Second, surface conditions were administered in a fixed sequence for all participants. The absence of randomization or counterbalancing introduces the possibility of order effects, including practice, fatigue, or adaptation across successive transfers. Although surface height was standardized at 18 inches, differences in surface compliance and commode geometry may have influenced trunk strategy, joint loading, and movement variability. Systematic bias therefore cannot be ruled out, and surface-related findings should be interpreted with caution.
Third, continuous motion capture data were converted to ordinal classifications to align with the observational rubric and permit direct agreement analysis. While this approach enabled a comparison between modalities, categorization may have reduced granularity of continuous kinematic information and influenced agreement coefficients. This transformation of continuous ROM data into ordinal categories may introduce classification bias and influence agreement metrics. Previous studies have evaluated motion capture systems against established reference standards to assess validity in controlled contexts [
29]; however, such validation was beyond the scope of the present study, which focused on agreement between classification approaches rather than criterion validity.
Fourth, visual raters were novice DPT students. Results may not reflect the reliability or assessment patterns of experienced clinicians.
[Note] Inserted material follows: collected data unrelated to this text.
PR #130, opened 2023-06-30
Ensure agent runs on Node 14

### LINKED ISSUE #123: Add support for Node 14
### Description

Currently the Device Agent requires node 16 or later. That was chosen due to it being the current LTS version at the time of writing and was the right choice.

Whilst Node 14 has reached its end of life, there are a number of devices stuck at that level and likely to be for some time.

We have had a specific request to support Node 14 on the device agent. I haven't sniff tested it yet, but I do not think it will be a large task to get it working. Mostly likely a bit of syntactic sugar will have to be gotten rid of and done the old-fashioned way.

knolleary:
Fixes #123 

## Description

A very minor set of changes needed to remove some Node 16 specific syntax.

Will want to give it a bit more soak testing - but unit tests are clear and initial sniff tests using it all work.

Have also added Node 14 to the unit test runner matrix to ensure we don't regress it given we mostly work in a Node 16+ environment.

## Checklist


knolleary:
/me shakes my fist at eslint and gets to work

Steve-Mcl (approved):
Looks all goodness Nick (bar the failing tests ofc)

Will require an update to FF docs: https://flowforge.com/docs/user/devices/

knolleary:
The underlying cause of the failure, we believe, is the older version of npm in node 14 not installing peer dependencies properly for some of the latest eslint plugins - so this is *only* relevant for running the lint checks.

Fixed by disabling linting on the node 14 run - no technical reason to run it on multiple versions of node.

However, the inclusion of novice raters provides an insight into observational consistency during early professional training.
Finally, the a priori power analysis was based on detecting within-subject effects for the mixed-effects model and was not specifically aligned with the primary aims of evaluating inter-rater reliability. Sample size determination for agreement studies is more appropriate based on the expected precision of the agreement coefficients (e.g., Krippendorff’s α or weighted kappa). Thus, the precision of agreement estimates was instead characterized using 95% confidence intervals for reliability and agreement metrics.